TITLE:

Spatial Data Mining and Environmental Sciences

PRESENTER:

Shashi Shekhar : Biography , Homepage , Picture

AFFILIATION:

Computer Science Department, University of Minnesota.

URL:

http://www.cs.umn.edu/~shekhar

SLIDES:

ABSTRACT:

It is critical to monitor and predict where and when large contaminant fluxes will occur so that actions may be taken to protect environment and limit exposure to human and aquatic life. Current water quality monitoring is based on infrequent (e.g., weekly) sampling and time-consuming (e.g., hours to days) testing methods, making it difficult to make timely decisions to protect watersheds, a crucial part of our environment. Recent advances have led to use of monitoring networks based on sensors to provide increased sampling frequency as well as digital watershed data warehouses to manage the sensor data. However, key challenges remain.
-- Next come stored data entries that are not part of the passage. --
PR #3803, opened 2022-04-05
Allow to define a default value for a string with options property.

D8H:
image

### DIFF
--- a/newIDE/app/src/EventsBasedBehaviorEditor/EventsBasedBehaviorPropertiesEditor.js
+++ b/newIDE/app/src/EventsBasedBehaviorEditor/EventsBasedBehaviorPropertiesEditor.js
@@ -124,10 +124,14 @@ export default class EventsBasedBehaviorPropertiesEditor extends React.Component
 
   _setChoiceExtraInfo = (property: gdNamedPropertyDescriptor) => {
     return (newExtraInfo: Array<string>) => {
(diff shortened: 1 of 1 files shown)


newIDE/app/src/EventsBasedBehaviorEditor/EventsBasedBehaviorPropertiesEditor.js
```diff
@@ -124,10 +124,14 @@ export default class EventsBasedBehaviorPropertiesEditor extends React.Component
...
   _setChoiceExtraInfo = (property: gdNamedPropertyDescriptor) => {
     return (newExtraInfo: Array<string>) => {
+      const defaultValueIndex = getExtraInfoArray(property).indexOf(
+        property.getValue()
+      );
       const vectorString = new gd.VectorString();
       newExtraInfo.forEach(item => vectorString.push_back(item));
       property.setExtraInfo(vectorString);
       vectorString.delete();
+      property.setValue(newExtraInfo[defaultValueIndex]);
```
4ian, line 134: Any chance this is defaultValueIndex can be -1? In which case, prefer to do
```suggestion
      property.setValue(newExtraInfo[defaultValueIndex] || "");
```

to avoid passing undefined.
For example, if newExtraInfo is empty.

4ian (approved):
Looks good but careful about potential edge cases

Researchers need new models that they can apply to take full advantage of these new types of data sets, as current models do not adequately account for the huge quantities of data collected and the new patterns that are observable as a result. The goal of this project is to advance new scalable spatio-temporal data mining tools and protocols for monitoring, detecting, and predicting contamination of environment. Classical and spatial data mining ideas are generalized to represent and analyze data sets related to physical processes such as water flow and contaminant flow using novel methods such as flow anomaly detection and teleconnection detection.
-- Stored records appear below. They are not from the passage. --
Issue #3801, opened 2022-04-04
Upgrade to Electron 18


4ian:
It's a long time (1.5 year) since we last updated Electron. We're lagging behind several major versions now and it may be the reason for some performance issue on some OS.

We should:
- Upgrade to the latest Electron version
- Adapt code using `remote` to use `@electron/remote`...
  -  ...before migrating (in another PR, less urgent) to exposing just the necessary apis through the Electron preload.js script
- Adapt code using ipc (we have to expose ipc through preload.js too).
- Adapt code of the third party editor bridges
- Also upgrade the games runtime I think (can be done in a separate PR).
- Ensure "it works". Check on Windows/macOS/Linux, ensure auto update works.
  - Check if it works better with Flatpak (https://github.com/flathub/flathub/pull/2964)

I'm ready to open a large bounty to do that if someone wants to take this task :) 
Bonus point if you do the removal of `remote`/`@electron/remote` entirely in favor of an API exposed in preload.js - but I'm willing not to do that first to ensure we can release asap a version with a new Electron version without breakages.

4ian:
@nilaymaj You did the last update, would you be interested in taking this? Happy to open a large bounty if you're interested, let me know :)

nilaymaj:
Sure, let me try this - it's much larger than the earlier upgrade (10 major versions!). I'll start with going through and summarising the Electron changelog, may take a couple of days.

4ian:
We're probably only interesting in the breaking changes ;) https://www.electronjs.org/docs/latest/breaking-changes

From a quick look, these are the changes we need to take care about:
- "Removed: remote module" => see my original message (we should use `@electron/remote` and in the long term move toward a "preload.js" approach, but this should be done carefully one feature by one).
- "Removed: app.allowRendererProcessReuse" => remove the related code and check there are no issues on Windows when loading/saving files (we had some issues with `fs` on Windows on Electron 8 with this flag).
- "Removed: BrowserWindow extension APIs" => should switch to using `session` object methods.
- "Deprecated: WebContents new-window event" => to replace with `setWindowOpenHandler`
- `contextIsolation` should be set to false (and nodeIntegration kept to `true`). In the long term this should be removed (in favor of the "preload.js" approach).
- "API Changed: shell.openItem is now shell.openPath" => quick update for us to do too.

PR #3806, opened 2022-04-06
Upgrade to Electron 18

nilaymaj:
This PR is to upgrade the Electron version used for the desktop app to v18. (#3801)

The approach I'm following is to bump the Electron version one major version at a time, encountering and resolving breaking changes and regressions as they arise. Progress till now:

- **v8.2.1 -> v9.4.4**: 
  - **Deprecation:** `BrowserWindow` extension APIs deprecated in favour of `session` API.
  - **Regression:** accessing local files using the `file` protocol breaks (see Electron [issue](https://github.com/electron/electron/issues/23757). [Fix](https://github.com/electron/electron/pull/28489) is backported only to v11). I've checked and it's indeed resolved in v11, so I'm ignoring this for now.
  - **API change:** synchronous `shell.openItem` changed to asynchonous `shell.openPath`.

- **v9.4.4 -> v10.4.7**:
  - **Deprecation:** `remote` module deprecated, now available only on setting the flag `enableRemoteModule`. For this version bump we use the flag instead of performing the full `remote` refactor.
  - **Regression:** External editors get clipped to height 150px (probably due to a Chrome rendering update). Looking into it now.

- **v10.4.7 -> v11.5.0**: No relevant breaking changes, no regressions found yet.

- **v11.5.0 -> v12.2.3**:
  - **Default changed:** `contextIsolation` default value is `true` now. To use Node.js APIs (like `require`) in the renderer process, we keep `contextIsolation` false and `nodeIntegration` true.
  - **Deprecation:** `remote` module is deprecated. Need to switch all `remote` module usage to `@electron/remote`.

- **v12.2.3 -> v13.6.9**:
  - **Deprecation:** `new-window` event is replaced by separate method `setWindowOpenHandler`, where our callback's return value specifies whether action is allowed or deny.
  - **Removal:** Extension API on `BrowserWindow` is removed. We've already refactored this in the v9 upgrade above.

- **v13.6.9 -> v14.2.9**:
  - **Usage change:** In addition to module initialization call, the `@electron/remote` module must now be explicitly enabled for each `BrowserWindow` separately.
  - **Removal:** the deprecated `remote` module is now removed. One usage missed earlier was found and fixed. Searches for `'remote'` (as in `require('remote')`) and `.remote` (as in `electron.remote`) have 0 results now. Hopefully that's all.
  - **Removal:** the `allowRendererProcessReuse` flag is now removed. We've already removed this in the v11 upgrade.

- **v14.2.9 -> v15.5.1**:
  - **Default changed:** the default value of `nativeWindowOpen` is now true. Doesn't seem to affect, previews and external editors are working fine.

- **v15.5.1 -> v16.2.1**: No relevant breaking changes, no regressions found yet.

- **v16.2.1 -> v17.3.1**: No relevant breaking changes, no regressions found yet.

- **v17.3.1 -> v18.0.1**: No relevant breaking changes, no regressions found yet.

A side note: not necessary but after reaching v18, if possible we may think about enabling the `webSecurity` flag. Will require some changes like adding a custom file protocol for accessing local files (and then modifiying all file urls to use this custom protocol)... not sure if it's worth it.

Minor fixes and improvements to do:
- Add error handling to all `shell.openPath` calls (perhaps by adding a tiny wrapper function). A `console.error` should do for reporting the error?

### DIFF
--- a/newIDE/app/src/EventsFunctionsExtensionsLoader/Storage/LocalEventsFunctionsExtensionOpener.js
+++ b/newIDE/app/src/EventsFunctionsExtensionsLoader/Storage/LocalEventsFunctionsExtensionOpener.js
@@ -2,7 +2,8 @@
 import optionalRequire from '../../Utils/OptionalRequire.js';
 const fs = optionalRequire('fs');
 const electron = optionalRequire('electron');
-const dialog = electron ? electron.remote.dialog : null;
+const remote = optionalRequire('@electron/remote');
+const dialog = electron ? remote.dialog : null;
 
 const readJSONFile = (filepath: string): Promise<Object> => {
   if (!fs) return Promise.reject('Filesystem is not supported.');
@@ -24,7 +25,7 @@ const readJSONFile = (filepath: string): Promise<Object> => {
 export default class LocalEventsFunctionsExtensionOpener {
   static chooseEventsFunctionExtensionFile = (): Promise<?string> => {
     if (!dialog) return Promise.reject('Not supported');
-    const browserWindow = electron.remote.getCurrentWindow();
+    const browserWindow = remote.getCurrentWindow();
 
     return dialog
       .showOpenDialog(browserWindow, {
--- a/newIDE/app/src/EventsFunctionsExtensionsLoader/Storage/LocalEventsFunctionsExtensionOpener.js
+++ b/newIDE/app/src/EventsFunctionsExtensionsLoader/Storage/LocalEventsFunctionsExtensionOpener.js
@@ -1,9 +1,8 @@
 // @flow
 import optionalRequire from '../../Utils/OptionalRequire.js';
 const fs = optionalRequire('fs');
-const electron = optionalRequire('electron');
 const remote = optionalRequire('@electron/remote');
-const dialog = electron ? remote.dialog : null;
+const dialog = remote ? remote.dialog : null;
 
 const readJSONFile = (filepath: string): Promise<Object> => {
   if (!fs) return Promise.reject('Filesystem is not supported.');
--- a/newIDE/electron-app/app/ModalWindow.js
+++ b/newIDE/electron-app/app/ModalWindow.js
@@ -38,7 +38,6 @@ const loadModalWindow = ({
     center: true,
     webPreferences: {
       webSecurity: false,
-      enableRemoteModule: true,
       // Allow Node.js API access in renderer process
       nodeIntegration: true,
       contextIsolation: false,
--- a/newIDE/electron-app/app/ModalWindow.js
+++ b/newIDE/electron-app/app/ModalWindow.js
@@ -39,6 +39,7 @@ const loadModalWindow = ({
     webPreferences: {
       webSecurity: false,
       nodeIntegration: true,
+      enableRemoteModule: true,
     },
   };
 
--- a/newIDE/electron-app/app/ModalWindow.js
+++ b/newIDE/electron-app/app/ModalWindow.js
@@ -48,6 +48,9 @@ const loadModalWindow = ({
   modalWindow = new BrowserWindow(windowOptions);
   modalWindow.setMenu(null);
 
+  // Enable `@electron/remote` module for renderer process
+  require('@electron/remote/main').enable(modalWindow.webContents);
+
   ipcMain.removeAllListeners(readyChannelName);
   ipcMain.on(readyChannelName, event => {
     onReady(modalWindow);
--- a/newIDE/electron-app/app/ModalWindow.js
+++ b/newIDE/electron-app/app/ModalWindow.js
@@ -38,8 +38,10 @@ const loadModalWindow = ({
     center: true,
     webPreferences: {
       webSecurity: false,
-      nodeIntegration: true,
       enableRemoteModule: true,
+      // Allow Node.js API access in renderer process
+      nodeIntegration: true,
+      contextIsolation: false,
     },
   };
 
--- a/newIDE/electron-app/app/ModalWindow.js
+++ b/newIDE/electron-app/app/ModalWindow.js
@@ -72,11 +72,11 @@ const loadModalWindow = ({
     }
   });
 
-  //Prevent opening any website or url inside Electron.
-  modalWindow.webContents.on('new-window', (e, url) => {
-    console.info('Opening in browser (because of new-window): ', url);
-    e.preventDefault();
-    electron.shell.openExternal(url);
+  // Prevent opening any website or url inside Electron
+  modalWindow.webContents.setWindowOpenHandler(details => {
+    console.info('Opening in browser (because of new window): ', details.url);
+    electron.shell.openExternal(details.url);
+    return { action: 'deny' };
   });
 
   modalWindow.on('closed', event => {
--- a/newIDE/electron-app/app/main.js
+++ b/newIDE/electron-app/app/main.js
@@ -77,8 +77,10 @@ app.on('ready', function() {
     y: args.y,
     webPreferences: {
       webSecurity: false, // Allow to access to local files,
-      nodeIntegration: true,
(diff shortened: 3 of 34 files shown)


newIDE/electron-app/app/main.js
```diff
@@ -46,17 +49,18 @@ const args = parseArgs(process.argv.slice(isDev ? 2 : 1), {
...
 protocol.registerSchemesAsPrivileged([{ scheme: 'gdide' }]);
 
+// TODO: Linked issue is resolved in v10.1.4+. Set to true (or remove) and check if stuff works
 // Should be set to true, which will be the default value in future Electron
 // versions, but then causes an issue on Windows where the `fs` module stops
 // working in the renderer process.
 // See https://github.com/electron/electron/issues/22119
 // For now, disable this as we rely heavily on `fs` in the renderer process.
-app.allowRendererProcessReuse = false;
+app.allowRendererProcessReuse = true;
```
nilaymaj, line 58: I think I committed this by mistake - this flag will be removed in v14 so I should've handled it later. Also, I haven't checked if it works on Windows on v10.4.7 yet (TODO)

arthuro555:
👏 This is a needed change. I attempted this not long ago but tried to go overkill mode and replace all usages of the remote modules with electron IPC but that quickly got into a big refactoring mess that I ended up abandoning. I hope you will succeed where I failed 😎

newIDE/electron-app/app/main.js
4ian: Feel free to go ahead with the upgrade and consider this is not needed anymore, as we want to land on a version that is at least Electron 14 I think :) 

So you can test on Windows once you have upgraded to a "sufficiently recent" version.
In other words, I don't want you to lose time trying to understand a bug that would have been fixed by a newer Electron version ;)

nilaymaj: Checked on Electron v11 on Windows, `fs` module is working (can open local project). Resolving this comment now.

4ian: I believe it was working but failing after you reload one or twice the development version by pressing Ctrl+R. But I think they resolved this at some point according to the issue on GitHub :)

4ian:
Great progress! I believe changing the remote module will be the most time consuming/painful stuff, but this is great already 👍

> A side note: not necessary but after reaching v18, if possible we may think about enabling the webSecurity flag. Will require some changes like adding a custom file protocol for accessing local files (and then modifiying all file urls to use this custom protocol)... not sure if it's worth it.

Not for now, but we'll definitely move toward this (much like we'll move toward removing the `remote`/`@electron/remote` module entirely, but this will be for later)

4ian:
(we'll also move toward removing nodeIntegration, but same thing that's a work in progress to do later which implies to refactor all usage of node packages in the renderer. Doable, but later and progressively! :))

nilaymaj:
Okay, I've done a search for `electron.remote` and refactored all such uses to the `@electron/remote` module. I think there are some usages left that did not appear in the search, because the deprecation warning is still printed in the console. These cases will be easier to find in v14 when the `remote` module is removed entirely.

A quick question: I saw [this comment](https://github.com/4ian/GDevelop/blob/master/newIDE/app/src/Utils/Window.js#L281-L282) in the source code. Do you think it's possible for this rare case to happen with the `@electron/remote` import too? While the linked use case may not be critical, other cases use `remote` for more important purposes - which is why the current changes are to fail hard in case `electron` is defined but `remote` isn't. Is that approach okay, or should this case be explicitly handled?

nilaymaj:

Given a percentage-threshold and readings from a pair of consecutive upstream and downstream sensors, flow anomaly discovery identifies dominant time intervals where the fraction of time instants of significantly mis-matched sensor readings exceed the given percentage-threshold. Discovering flow anomalies (FA) is an important problem in environmental flow monitoring networks and early warning detection systems for water quality problems. However, mining FAs is computationally expensive because of the large (potentially infinite) number of time instants of measurement and potentially long delays due to stagnant (e.g. lakes) or slow moving (e.g. wetland) water bodies between consecutive sensors. Traditional outlier detection methods (e.g. t-test) are suited for detecting transient FAs (i.e., time instants of significant mis-matches across consecutive sensors) and cannot detect persistent FAs (i.e., long variable time-windows with a high fraction of time instant transient FAs) due to a lack of a pre-defined window size. In contrast, we propose a Smart Window Enumeration and Evaluation of persistence-Thresholds (SWEET) method to efficiently explore the search space of all possible window lengths. Computation overhead is brought down significantly by restricting the start and end points of a window to coincide with transient FAs, using a smart counter and efficient pruning techniques. Experimental evaluation using a real dataset shows our proposed approach outperforms Naive alternatives.

KEYWORDS: Spatial Datasets, Auto-correlation, Spatial data mining.

ACKNOWLEDGMENTS: This work was supported in part by the National Science Foundation, the U.S. Department of Defense, and the University of Minnesota.

NOTE: Some of the results discussed in this talk appeared in the following publications:

  1. James M. Kang, Shashi Shekhar, Christine Wennen, Paige Novak, Discovering Flow Anomalies: A SWEET Approach, icdm, pp.851-856, 2008 Eighth IEEE International Conference on Data Mining, 2008.
  2. James M. Kang, Shashi Shekhar, Michael Henjum, Paige J. Novak and William A. Arnold, Discovering Teleconnected Flow Anomalies: A Relationship Analysis of Dynamic Neighborhoods (RAD) Approach , Proc. Intl. Symp. on Adv. in Spatial and Temporal Databases, Springer LNCS 5644, 2009.